Aim of the exercise: In the entries, find all lines that hold the word "want" and copy them.

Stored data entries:
----------

PR #1853, opened 2021-01-21
add a non-utf8 Note

brianolson:
## Summary

To better test the binary-clean-ness of the tools at every stage, add a non-utf8 Note field

## Test Plan

This is a test. It should pass. Downstream tests (Indxer) will also benefit.


tsachiherman (changes requested):
Could you please add a comment explaining what is the purpose of this ?
( i.e. so that future code reviewer going over this test would understand why it's important to have this )

tsachiherman (approved):

PR #2882, opened 2021-09-13
Improve peerScheduler.peerDuration performance

algonautshant:
## Summary

In `onTransactionPoolChangedEvent`, there is an action taken on every peer which is both in `s.interruptablePeers` and in `s.scheduler.peers`.
This is accomplished in the loop:
```
	for _, peer := range peers {
		peerNext := s.scheduler.peerDuration(peer)
```
where for each peer, the list of `s.scheduler.peers` is traversed when `peerDuration` is called. 

This is `len(peers) * len(s.scheduler.peers)` complexity. 
The task here is to make this operation linear instead of potentially a quadratic operation. 

## Test Plan
A test is added.

### DIFF
--- a/txnsync/peerscheduler.go
+++ b/txnsync/peerscheduler.go
@@ -17,7 +17,6 @@
 package txnsync
 
 import (
-	"fmt"
 	"container/heap"
 	"sort"
 	"time"
@@ -51,15 +50,11 @@ func (p *peerScheduler) Push(x interface{}) {
 	p.peers = append(p.peers, entry)
 	p.nextPeers[entry.peer] = append(p.nextPeers[entry.peer], len(p.peers)-1)
 
-
 	if len(p.nextPeers[entry.peer]) > 1 {
 		peerIndices := p.nextPeers[entry.peer]
 		sort.Slice(peerIndices, func(i, j int) bool {
 			return p.peers[peerIndices[i]].next < p.peers[peerIndices[j]].next
 		})
-		if p.peers[peerIndices[0]].next > p.peers[peerIndices[1]].next {
-			fmt.Println("push boom")
-		}
 	}
 
 }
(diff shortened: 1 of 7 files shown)


txnsync/peerscheduler.go
```diff
@@ -55,9 +97,32 @@ func (p *peerScheduler) Len() int {
...
+}
+
 // Swap implements heap.Interface
 func (p *peerScheduler) Swap(i, j int) {
 	p.peers[i], p.peers[j] = p.peers[j], p.peers[i]
+	if p.peers[i].peer == p.peers[j].peer {
+		indices := p.nextPeers[p.peers[i].peer]
+		sort.Slice(indices, func(i, j int) bool {
+			return p.peers[indices[i]].next < p.peers[indices[j]].next
+		})
```
tsachiherman, line 121: consider avoiding using the same variable names are above ( i.e. `i` and `j` ); pick different variable names.

txnsync/peerscheduler.go
```diff
@@ -55,9 +97,32 @@ func (p *peerScheduler) Len() int {
...
 
+func (p *peerScheduler) replaceIndices(indices []int, i, j int) {
+
+	for idx, x := range indices {
+		if x == i {
+			indices[idx] = j
+		} else if x == j {
+			indices[idx] = i
+		}
+	}
```
tsachiherman, line 108: In this loop you're doing 2 comparison per element.. which is not needed.
The indices array is already ordered, so why not to take advantage of that ?
i.e. I can think of -
1. binary search
2. sort I & j. Scan to find x <= i first, then do the same for j.

algonautshant: The problem is that the array `indices` is sorted by the `p.peers[indices[i]].next` value. So binary search will not be straightforward. 
Given this, and knowing that this array is not going to be more than several elements long, two checks should not be a problem.

tsachiherman (approved):

PR #2885, opened 2021-09-14
adding encode_uvarint and decode_uvarint opcodes

barnjamin:
Trying to add an opcode to parse out a uvarint


barnjamin:
Maybe swap return values, maybe make it more like the extract* opcodes and require an index into the byte array for start position?

barnjamin:
To encode a uvarint, the following pyteal can be used
```py
@Subroutine(TealType.bytes)
def encode_uvarint(val: TealType.uint64, b: TealType.bytes):
    buff = ScratchVar()
    return Seq(
        buff.store(b),
        Concat(
            buff.load(),
            If(
                val >= Int(128),
                encode_uvarint(val >> Int(7), Extract(Itob((val & Int(255)) | Int(128)), Int(7), Int(1))),
                Extract(Itob(val & Int(255)), Int(7), Int(1))
            ),
        )
    )
    ```

PR #2887, opened 2021-09-14
changing circleci workflow name

algojack:
## Summary

Fixing naming due to new way of displaying CircleCI workflow

## Test Plan

Check tests at the bottom of Conversation tab and on the Checks tab

### DIFF
--- a/.circleci/config.yml
+++ b/.circleci/config.yml
@@ -7,7 +7,7 @@ orbs:
 
 workflows:
   version: 2
-  build_pr:
+  "CircleCI Tests":
     jobs:
       - codegen_verification
       - amd64_build


algobarb:
I think I would rather not use spaces if we can help it in the yaml file. Maybe something like `circleci-build-and-tests` workflow?

algojack:
> I think I would rather not use spaces if we can help it in the yaml file. Maybe something like `circleci-build-and-tests` workflow?

May I ask why? It specifically shows names like that in [their example here](https://circleci.com/docs/2.0/configuration-reference/#orbs-requires-version-21). And it is much more human readable than using dashes or underscores.

algobarb:
> > I think I would rather not use spaces if we can help it in the yaml file. Maybe something like `circleci-build-and-tests` workflow?
> 
> May I ask why? It specifically shows names like that in [their example here](https://circleci.com/docs/2.0/configuration-reference/#orbs-requires-version-21). And it is much more human readable than using dashes or underscores.

I think the reason to avoid spaces in the keys is so it's closer to usual YAML convention where keys can easily be referenced, if the need arises. Also, most of the examples they have don't use spaces for workflow names: https://circleci.com/docs/2.0/sample-config/

algojack:
@algobarb good point, updated to one of their examples "build_and_test" (also we already know it's CircleCI since it is wrapped in title "CircleCI Checks".

algobarb:
> @algobarb good point, updated to one of their examples "build_and_test" (also we already know it's CircleCI since it is wrapped in title "CircleCI Checks" at least in the Checks tab... let me know if you think we should bring back circleci piece)

I don't think explicitly saying "circleci" is necessary.

algojack:
this PR can be merged whenever we are ready. The `build_pr` job is not going to finish, since it was renamde to `build_and_test` by this PR. We do need to change the required jobs setting to have the new name `build_and_test` instead of `build_pr` when we merge this.

PR #2890, opened 2021-09-14
filter lookback

brianolson:
## Summary

Build the next filter without the elements that were in the previous filter.

## Test Plan

unit tests, cluster bandwidth test


tsachiherman (commented):
I think that the idea you have here is correct, but it would require some in order to implement it:
1. The "sender" side, need to track the highest group counter that it was including in a bloom filter, per `requestParams`. Then, it should filter out the entries below that when generating a new bloom filter.
2. the "receiver" side, should keep 50k worth of bloom filter data, per unique `requestParams` ( with some reasonable limits on the total number of bloom filter counts ).

You would likely need to add some more (trivial) data structure to `Peer` in order to accomplish that, but you wouldn't have any case where you would need to `decode` an existing bloom filter.
( the decoding portion won't work correctly since the bloom filters `requestParams` are being rotated. i.e. changing colors )

brianolson:
I think the receiver side can't limit to only one filter per (Modulo,Offset). There's now going to be multiple partial filters per (Modulo,Offset) since each won't include elements in the prior filters. I've been looking at code around `peer.recentIncomingBloomFilters` and I think it should change to a simple circular buffer just keeping the newest of whatever the peer has sent.

tsachiherman:
> I think the receiver side can't limit to only one filter per (Modulo,Offset). There's now going to be multiple partial filters per (Modulo,Offset) since each won't include elements in the prior filters. I've been looking at code around `peer.recentIncomingBloomFilters` and I think it should change to a simple circular buffer just keeping the newest of whatever the peer has sent.

I do like the idea of circular buffer. But the key here is that we want certain "count" of transactions being captured in these buffers - and the number of filters isn't a good reflection of that.

brianolson:
Trying to talk out the rational for buffering 'some number of txns' in the filters:
Assuming that txns globally process _pretty much_ in order (not sure how true that is, but maybe enough),
txns more than one or two full txn-pools in the past definitely won't be coming up new, so any filter match from that long ago would have to be a false positive. So, we should throw away filters more than ((max txn pool)*k) filter elements ago.
I'm tempted to add an explicit 'number of elements filtered' field in the filter protocol struct.

tsachiherman:
> Trying to talk out the rational for buffering 'some number of txns' in the filters:
> Assuming that txns globally process _pretty much_ in order (not sure how true that is, but maybe enough),
> txns more than one or two full txn-pools in the past definitely won't be coming up new, so any filter match from that long ago would have to be a false positive. So, we should throw away filters more than ((max txn pool)*k) filter elements ago.
> I'm tempted to add an explicit 'number of elements filtered' field in the filter protocol struct.

So, I think that we're both on the same page here - but looking on different use cases. The two use cases I'm think about are:
- When a node is *unsynchronized* with the rest of the network, the purpose of the txnsync is to get it's txpool synchronized. If we won't exchange sufficiently full bloom filters, we would end up sending more data in the form of transactions. ( hence, the total cost is going to be higher )
- Storing the lastest N bf might not be enough in some cases ( imagine a single large bf, following by a series of smaller ones. If the smaller ones cycles out the large one, and we ended up sending transactions that aren't needed ), while also might be an overkill in others ( i.e. imagine series of BF that each is the size of half tx pool ).

I think that total of (let's say) 8-10 BF is good, but we might want to keep *less* in case the total reflected transactions are exceed the size of the transaction pool.

tsachiherman:
I'm closing this one since your other PR ( for the same goal ) is almost complete. If you feel that you would still need this, please feel free to re-open it.

PR #2894, opened 2021-09-15
Fix dryrun crash on rewards calculation

algorandskiy:
## Summary

dryrun/tealdbg ledgers do not have block info so cannot provide correct value of `rewardLevel` used in balance calculation for `balance` opcode. Fixed by clearing `RewardBase` field in account data returned by dryrun/tealdbg ledgers.

The crash was [reported](https://forum.algorand.org/t/teal-rejection-error-panic-in-evaluation-overflowed-account-balance-when-applying-rewards/4294) at the community forum.

## Test Plan

Test added


jasonpaulos (approved):
Looks like a good fix to me

jannotti (approved):
Seems right.

PR #2897, opened 2021-09-15
Add `indexerLedgerForEval` interface

tolikzinovyev:
## Summary

Add a new ledger interface for Indexer that is significantly simpler and allows implementing batching in a more straight-forward way. As a result, the Indexer code doesn't need to know the specifics of go-algorand and doesn't need to implement its own accounts cache for batching.


ledger/eval.go
```diff
@@ -1525,8 +1525,108 @@ func (vb ValidatedBlock) WithSeed(s committee.Seed) ValidatedBlock {
...
+	Address basics.Address
+	Exists  bool
+}
+
+// A ledger interface that Indexer implements. This is a simplified version of the
+// ledgerForEvaluator interface. Certain functions that the evaluator doesn't use
+// in the trusting mode are excluded, and the present functions only request data
+// at the latest round.
+type indexerLedgerForEval interface {
+	BlockHdr(basics.Round) (bookkeeping.BlockHeader, error)
```
tsachiherman, line 1539: when do you need different block header rounds ?

tolikzinovyev: We only need to previous block header. Do you think I should simplify it?

tsachiherman: Yes; Naming it LatestBlockHdr() would be a good name... and in `indexerLedgerConnector. BlockHdr` you should test that round == blockHdr.Round(), or error. ( i.e. verify that the ledger wasn't really referring to a header which isn't the latest )

tsachiherman: btw - same applied for Totals()

tsachiherman (commented):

----------

Written solution:
I do like the idea of circular buffer. But the key here is that we want certain "count" of transactions being captured in these buffers - and the number of filters isn't a good reflection of that.
I think that total of (let's say) 8-10 BF is good, but we might want to keep *less* in case the total reflected transactions are exceed the size of the transaction pool.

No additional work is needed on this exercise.